Objective: Mortality in patients with ST-segment elevation myocardial infarction (STEMI) has been associated with the volume of activity of percutaneous coronary intervention (PCI) facilities. This observational study investigated whether the coronary reperfusion-decision rate is associated with the volume of activity in a prehospital emergency setting.
Methods: Prospectively collected data for the period 2003-2013 were extracted from a regional registry of all STEMI patients handled by eight dispatch centers (SAMUs) in and around Paris [41 mobile ICU (MICUs)]. A possible association between volume of activity (number of STEMIs) and coronary reperfusion-decision rate, and subsidiarily between volume of activity and choice of technique (fibrinolysis vs. primary PCI), were investigated. Explanatory factors (patient age, sex, delay between pain onset and first medical contact, and access to a PCI facility) were analyzed in a multivariate analysis.

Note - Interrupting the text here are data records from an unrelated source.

PR #2056, opened 2026-09-08
perf(stir): reduce prover work and add opt-in smaller proofs

Nashtare:
STIR currently interpolates some polynomials on oversized domains and evaluates known-zero coefficient tails. This reduces that work and adds two opt-in proof-size tradeoffs. Default options preserve the existing schedule and serialized proof bytes in the measured cases.

## Changes

Each optimization is a separate commit:

1. Size adjusted interpolation weights to the largest native matrix height needed at each opening point.
2. Recover coefficients with native-size inverse DFTs in folded rounds and PCS evaluation/LDE-extension paths.
3. Use degree-aware codeword transforms at expansion ratios of at least 8x, sharing the existing batched transform implementation.
4. Add optional early stopping via `StirOptions::max_log_final_poly_len`; derive the complete schedule for the selected final coefficient bound.
5. Add optional compact answers via `StirOptions::compact_answers`; omit answer coefficients from the proof and reconstruct them in the verifier at the same transcript position.

The options are exposed through `StirConfig` constructors and `TwoAdicStirPcs::with_options`. Prover and verifier must agree on them. Changing PCS options resets the configuration cache without changing previously configured clones.

## Measured against main

Baseline: `7230fc572870436e6651762f35c6c3f3f48960d2` (`origin/main`, freshly verified before opening this PR). Branch: `50e198d44316553df43fcd92f779e2e03751565e`.

Apple M4 Pro (14 cores, 48 GiB), macOS 26.6, Rust 1.98.0. Both revisions used the identical measurement harness and lockfile, `--profile optimized`, `RUSTFLAGS="-C target-cpu=native"`, thin LTO, one codegen unit and incremental compilation disabled. Serial and `parallel` builds were separate; parallel runs used `RAYON_NUM_THREADS=4`.

KoalaBear quintic extension, CapacityBound, 100-bit configuration, 2x starting blowup, PoW disabled and fixed seed `0xdeadbeef`. Standalone proving includes initial codeword evaluation/commitment and the full STIR proof. Setup/input cloning, output destruction, serialization and correctness checks are outside the timers; configuration and transform caches are warm.

Six paired process blocks alternate main/branch and branch/main. Each API has two warmups and five measurements per block (50 for verification). Times below are geometric means of block medians; changes use paired ratios. Intervals are descriptive 95% bootstraps over blocks, not individual calls. Negative means faster.

| Workload | Threads | main ms | Branch ms | Time change [95% interval] |
|---|---:|---:|---:|---:|
| STIR 2^18, arity 4 | Serial | 219.49 | 207.23 | -5.6% [-6.7%, -4.7%] |
| STIR 2^18, arity 8 | Serial | 188.11 | 178.59 | -5.1% [-7.5%, -1.5%] |
| STIR 2^20, arity 4 | Serial | 909.59 | 895.72 | -1.5% [-7.3%, +7.4%] — inconclusive |
| STIR 2^18, arity 4 | 4 | 77.07 | 77.50 | +0.6% [-3.0%, +4.2%] — inconclusive |
| STIR 2^18, arity 8 | 4 | 61.84 | 59.43 | -3.9% [-4.9%, -2.9%] |
| STIR 2^20, arity 4 | 4 | 316.49 | 301.54 | -4.7% [-6.8%, -2.7%] |

### Proof size

`final64` sets `max_log_final_poly_len=Some(6)`; `compact` sets `compact_answers=true`. Sizes are serialized Postcard bytes and agree between serial and parallel builds.

| Workload | main / branch default | final64 | compact | Both | Both vs main |
|---|---:|---:|---:|---:|---:|
| STIR 2^18, arity 4 | 114,015 | 103,851 | 108,155 | 98,731 | -13.41% |
| STIR 2^18, arity 8 | 91,556 | 83,313 | 87,616 | 79,913 | -12.72% |
| Merged PCS | 159,233 | 148,813 | 153,373 | 143,693 | -9.76% |

Compact answers alone increase verifier time by 11.5% (arity 4) and 11.8% (arity 8) in the four-thread builds, relative to branch/default. Early stopping alone reduces verifier time by about 9% in those builds. Optional-mode timings use four separate paired blocks with refreshed branch/default controls; they are not comparisons against main.

<details>
<summary>PCS opening timings and targeted entry points</summary>

All PCS matrices have width four. Uniform uses log2 height [18]; merged uses [18,17,16] with spread cap 2; separate domains uses [18,15,12] with spread cap 0. Ordinary cases share one opening point; distinct-points uses the merged layout with a separate point per matrix. Opening starts from an existing commitment.

| Workload | Threads | main ms | Branch ms | Time change [95% interval] |
|---|---:|---:|---:|---:|
| PCS distinct points | 4 | 91.08 | 91.02 | -0.1% [-3.2%, +2.9%] — inconclusive |
| PCS merged | 4 | 93.55 | 90.45 | -3.3% [-7.1%, -0.1%] |
| PCS separate domains | 4 | 95.26 | 104.21 | +9.4% [-0.6%, +19.0%] — inconclusive |
| PCS uniform | 4 | 81.40 | 79.78 | -2.0% [-4.8%, +2.4%] — inconclusive |
| PCS distinct points | Serial | 310.74 | 282.12 | -9.2% [-21.6%, -1.1%] |
| PCS merged | Serial | 275.87 | 247.74 | -10.2% [-18.1%, -3.1%] |
| PCS separate domains | Serial | 244.66 | 234.46 | -4.2% [-4.8%, -3.7%] |
| PCS uniform | Serial | 267.78 | 247.65 | -7.5% [-13.2%, -3.3%] |

Codeword cases evaluate on a size-2^18 domain with 2^15 or 2^12 coefficients. `commit_ldes` extends precomputed native 2x LDEs for heights [18,17,16] onto the tallest merged domain; preparation is untimed. Changed-shift evaluation recovers the height-2^16 matrix from that merged domain and evaluates it on a size-2^16 coset shifted by `GENERATOR^2`.

| Workload | Threads | main ms | Branch ms | Time change [95% interval] |
|---|---:|---:|---:|---:|
| Codeword, 64x expansion | 4 | 2.91 | 1.13 | -61.4% [-64.1%, -58.0%] |
| Codeword, 8x expansion | 4 | 2.59 | 1.70 | -34.3% [-35.6%, -33.1%] |
| PCS changed-shift evaluation | 4 | 6.56 | 1.20 | -81.7% [-82.7%, -80.0%] |
| PCS commit_ldes | 4 | 70.12 | 70.85 | +1.0% [-4.4%, +11.3%] — inconclusive |
| Codeword, 64x expansion | Serial | 8.51 | 3.14 | -63.1% [-65.9%, -59.3%] |
| Codeword, 8x expansion | Serial | 8.77 | 5.24 | -40.2% [-41.7%, -38.8%] |
| PCS changed-shift evaluation | Serial | 22.91 | 3.12 | -86.4% [-86.8%, -86.0%] |
| PCS commit_ldes | Serial | 270.24 | 265.60 | -1.7% [-6.6%, +7.3%] — inconclusive |

</details>

<details>
<summary>Optional-mode prover and verifier timings versus branch/default</summary>

Each option has four paired blocks, with a refreshed default in every block and rotated/reversed option order. PCS options were measured for verified proof bytes only.

| Workload | Threads | Option | Branch/default ms | Branch ms | Time change [95% interval] |
|---|---:|---|---:|---:|---:|
| STIR 2^18, arity 4 / prove | 4 | both | 76.66 | 81.74 | +6.6% [-4.4%, +30.0%] — inconclusive |
| STIR 2^18, arity 4 / verify | 4 | both | 2.70 | 2.93 | +8.7% [-0.3%, +26.7%] — inconclusive |
| STIR 2^18, arity 4 / prove | 4 | compact | 76.66 | 74.33 | -3.0% [-6.0%, -0.0%] |
| STIR 2^18, arity 4 / verify | 4 | compact | 2.70 | 3.01 | +11.5% [+10.7%, +13.0%] |
| STIR 2^18, arity 4 / prove | 4 | final64 | 76.66 | 72.64 | -5.3% [-9.5%, -2.9%] |
| STIR 2^18, arity 4 / verify | 4 | final64 | 2.70 | 2.46 | -9.0% [-10.1%, -8.0%] |
| STIR 2^18, arity 8 / prove | 4 | both | 55.70 | 53.41 | -4.1% [-6.5%, -1.7%] |
| STIR 2^18, arity 8 / verify | 4 | both | 2.03 | 2.03 | -0.0% [-2.0%, +2.0%] — inconclusive |
| STIR 2^18, arity 8 / prove | 4 | compact | 55.70 | 55.86 | +0.3% [-1.1%, +1.6%] — inconclusive |
| STIR 2^18, arity 8 / verify | 4 | compact | 2.03 | 2.27 | +11.8% [+9.4%, +15.3%] |
| STIR 2^18, arity 8 / prove | 4 | final64 | 55.70 | 53.78 | -3.4% [-9.4%, +3.1%] — inconclusive |
| STIR 2^18, arity 8 / verify | 4 | final64 | 2.03 | 1.85 | -9.1% [-10.2%, -8.4%] |
| STIR 2^18, arity 4 / prove | Serial | both | 276.12 | 280.34 | +1.5% [-0.9%, +5.3%] — inconclusive |
| STIR 2^18, arity 4 / verify | Serial | both | 2.88 | 3.09 | +7.3% [-0.9%, +24.1%] — inconclusive |
| STIR 2^18, arity 4 / prove | Serial | compact | 276.12 | 294.03 | +6.5% [-3.5%, +23.2%] — inconclusive |
| STIR 2^18, arity 4 / verify | Serial | compact | 2.88 | 3.32 | +15.5% [+6.9%, +29.5%] |
| STIR 2^18, arity 4 / prove | Serial | final64 | 276.12 | 256.45 | -7.1% [-19.3%, +0.3%] — inconclusive |
| STIR 2^18, arity 4 / verify | Serial | final64 | 2.88 | 2.49 | -13.4% [-16.9%, -10.1%] |
| STIR 2^18, arity 8 / prove | Serial | both | 218.75 | 209.41 | -4.3% [-18.1%, +12.9%] — inconclusive |
| STIR 2^18, arity 8 / verify | Serial | both | 2.30 | 2.61 | +13.6% [+0.3%, +42.7%] |
| STIR 2^18, arity 8 / prove | Serial | compact | 218.75 | 213.18 | -2.5% [-12.8%, +7.5%] — inconclusive |
| STIR 2^18, arity 8 / verify | Serial | compact | 2.30 | 2.27 | -1.3% [-18.4%, +9.1%] — inconclusive |
| STIR 2^18, arity 8 / prove | Serial | final64 | 218.75 | 186.10 | -14.9% [-27.7%, -5.7%] |
| STIR 2^18, arity 8 / verify | Serial | final64 | 2.30 | 1.89 | -17.7% [-33.4%, -6.1%] |

</details>

The machine was OS-scheduled without CPU affinity or frequency locking; one-minute load varied from 4.08 to 33.30. All samples were retained. With only six default blocks or four option blocks, intervals are approximate and not adjusted for multiple comparisons. In particular, identical serial commitment controls measured -23.3% under the distinct-points case versus -0.2% under the merged case, so the larger serial PCS deltas should not be treated as precise optimization gains. `commit_ldes` shows no clear gain in this run.

Every generated proof was verified with matching prover/verifier next challenges. All 40 default main/branch artifact comparisons matched byte-for-byte (proofs, opened values, commitments and arithmetic outputs), plus 55 serial/parallel artifact comparisons.

## Validation

- `cargo test -p p3-stir --locked --offline`: 202 tests passed.
- `cargo test -p p3-stir --features parallel --locked --offline`: 202 tests passed.
- `cargo clippy -p p3-stir --all-targets --locked --offline -- -D warnings`: passed.
- `cargo clippy -p p3-stir --all-targets --features parallel --locked --offline -- -D warnings`: passed.
- `cargo +nightly fmt -p p3-stir -- --check`: passed.
- `git diff --check origin/main...HEAD`: passed.

### DIFF
--- a/stir/src/verifier.rs
+++ b/stir/src/verifier.rs
@@ -1,5 +1,6 @@
 //! STIR verifier implementation (Construction 5.2).
 
+use alloc::borrow::Cow;
 use alloc::vec::Vec;
 
 use itertools::izip;
@@ -14,7 +15,7 @@ use crate::config::{StirConfig, StirRoundConfig};
 use crate::error::{ExternalSourceError, GrindStage, ProofShapeError, RoundLabel, StirError};
 use crate::proof::{StirProof, StirQueryOpenings, StirRoundProof};
 use crate::utils::{
-    check_ans_interpolates, eval_poly, eval_poly_at_base, fold_domain_params,
+    check_ans_interpolates, eval_poly, eval_poly_at_base, fold_domain_params, interpolate_poly,
     lagrange_interpolate_at, next_domain_shift, reduce_mod_x_pow_minus_c, sample_ood_points,
     vanishing_poly_from_roots,
 };
@@ -147,6 +148,86 @@ fn check_ans_length<EF, MmcsError, InputError>(
         .into());
     }
     Ok(())
+}
+
+/// Resolve the explicitly configured encoding before the original transcript observation.
+/// Reconstruction uses the prover's canonical representation, including `[ZERO]` for a
+/// zero interpolant through a nonempty set of points.
+fn resolve_ans_polynomial<'a, EF: Field, MmcsError, InputError>(
+    round: RoundLabel,
+    compact: bool,
+    transmitted: &'a [EF],
+    points: &[EF],
+    values: &[EF],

Results: Overall, 18 162 patients; male/female 3.5/1; median age 62 (52-72) years were included in the analysis. The median number of STEMIs per MICU was 339 (IQ 220-508) and that of reperfusion-decisions was 94% (91-95). There was no association between the decision rate and the number of STEMIs (P = 0.1). However, the decision rate was associated with age, sex, delay, and access to a PCI facility (P < 0.0001) in a highly significant way. Fibrinolysis was a more frequent option for low-volume (remoter PCI facilities) than high-volume MICUs (30 vs. 16%).
Conclusion: The decision of coronary reperfusion in a prehospital emergency setting depended on patient characteristics, delay between pain onset and first medical contact, and access to a PCI facility, but not on volume of activity. Promoting fibrinolysis use in underserved areas might help increase the reperfusion-decision rate.